■ WORK INSTRUCTION:
Starting with the line that contains "-3,11 +3,13 @@ Changelog", copy out each line through the end of the entries below, exactly as written, and nothing else.

■ RECORDS FOR THIS EXERCISE:
PR #204, opened 2019-12-17
fix (literal) edge cases in fast-polygon operations class

tyrasd:
Literal edge case here :laughing: – Sometimes during the preprocessing step (responsible for optimizing the polygon operations) the intermediate results may contain superfluous points or lines along the clipping edge(s). These additional geometries cause problems further down the processing pipeline. Since these edge artifacts don't contribute anything to the final oshdb query result, they can just be filtered out.

Here is an example of a geometry which can cause such a situation: https://gist.github.com/tyrasd/19ec9399d42dcf76ed7ab16432052afe (found by @redfrexx ~ thanks!).
 
# Checklist

### DIFF
--- a/CHANGELOG.md
+++ b/CHANGELOG.md
@@ -3,11 +3,13 @@ Changelog
 
 ## 0.6.0 SNAPSHOT (current master)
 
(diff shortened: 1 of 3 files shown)


tyrasd:
> the gcPolys list could hold also only a single polygon?

it can. good point. I'll add a path for the single polygon case.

■ SOLUTION TO THIS PROBLEM:
@@ -3,11 +3,13 @@ Changelog
 
 ## 0.6.0 SNAPSHOT (current master)
 
(diff shortened: 1 of 3 files shown)


tyrasd:
> the gcPolys list could hold also only a single polygon?

it can. good point. I'll add a path for the single polygon case.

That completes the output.